The comparator should no longer implement. It should select a patch, explain the choice, but then also clearly criticize that patch and suggest concrete code improvements.

This is not magic. If my original prompt is bad from a domain perspective, all three patches may elegantly run in the wrong direction. If the comparator judges superficially, the variant with the nicer explanation may win over the one with the better architecture. And if I stop looking myself, I may have outsourced responsibility to a very confident text system.

But when used deliberately, the pattern is often surprisingly useful for me.

The comparator does not see only one solution. It sees alternatives. That changes its task. It does not have to ask: “How do I build this code as a good domain solution?” It asks: “Which variant holds up best, what variation is possible, what trade-offs do I see, and what does one patch have that the other one is still missing?”

For larger coding tasks or refactorings, that often gives me surprisingly good quality.

Screenshots Are a Truly Different “View”

This becomes even clearer for me in frontend work.

A model that has just written HTML and CSS thinks in HTML and CSS. It sees classes, grids, breakpoints, containers, and margins. That is useful. But it is a fundamentally different mode from “seeing”.

The screenshot as counterpart is a completely different observation space.

Suddenly, the question is no longer whether align-items is syntactically correct. It is whether the language switch visually sticks to the wrong edge. Whether the image feels too heavy. Whether the spacing looks accidental. Whether the hierarchy works. Whether something simply breaks on mobile.

And in my experience, LLMs have become not too bad at judging visual consistency in such screenshots, which makes them very helpful counterparts in website development. In the first step, the AI works on the code and produces a renderable result without technical errors. Then it receives a screenshot and switches into counterpart mode. The visual inspection produces very different results around alignment, spacing, and visual consistency. It provides a different angle on optimization than the technical code view alone.

As a result, this has become an antagonistic pattern in frontend development that I am very fond of, especially because it means I only rarely have to “push CSS pixels around” anymore. That was never my favorite activity.

The Art Is Finding the Right Counterpart

The more I work with LLMs, the more often I now ask myself:

What could be a good antagonist, a counterpart, that improves the result of this task?

For code, that can be a test author who only specifies behavior. Or a reviewer who only looks for risks. Or a security check that explicitly focuses on exploits.

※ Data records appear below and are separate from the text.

PR #613, opened 2023-05-14
[JTC] Tolerance tests + Hold on time violation

### LINKED ISSUE #407: [JTC] Add new test to ensure that controller goes into position holding when tolerances are violated

christophfroehlich:
I realized that if using the topic interface: The current trajectory will never be stopped if the goal isn't reached within time. 

New tests fix #407 but need
- [x] #558 to succeed, because `set_hold_position` does not set hold position now

### DIFF
--- a/joint_trajectory_controller/src/joint_trajectory_controller.cpp
+++ b/joint_trajectory_controller/src/joint_trajectory_controller.cpp
@@ -376,7 +376,7 @@ controller_interface::return_type JointTrajectoryController::update(
         !before_last_point && !within_goal_time && *(rt_has_pending_goal_.readFromRT()) == false)
       {
         RCLCPP_ERROR(
-          get_node()->get_logger(), "Holding position due goal_time_tolerance exceeding");
+          get_node()->get_logger(), "Exceeded goal_time_tolerance: holding position...");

For writing, it can be an editor who sharpens the thesis. Or a skeptical reader who asks where the text is showing off instead of explaining. Or a source checker who separates experience, plausibility, and verifiable claims.

For frontend work, it can be a screenshot review. For data pipelines, a run with real failure cases. For product decisions, perhaps a cost model or a support perspective.

In practice, this can be the difference between “I use AI” and “I build a usable working process that gives me clean results.”

The Human Remains the Orchestrator

Antagonistic patterns do not make AI work automatically true. A comparator can be wrong. A reviewer can overinflate minor issues. A screenshot can make problems visible and still suggest the wrong priority. Three variants can be worse than one carefully guided variant.

But such patterns make decisions easier to discuss.

I see more alternatives. I see more weaknesses and more perspectives. And that lets me, as a human, decide more precisely which suggestion to follow and which one not to.

That is the real benefit for me: not squeezing intelligence out of a single prompt, but structuring work so that generation, criticism, and verification become separate tasks and make the human decision better and easier.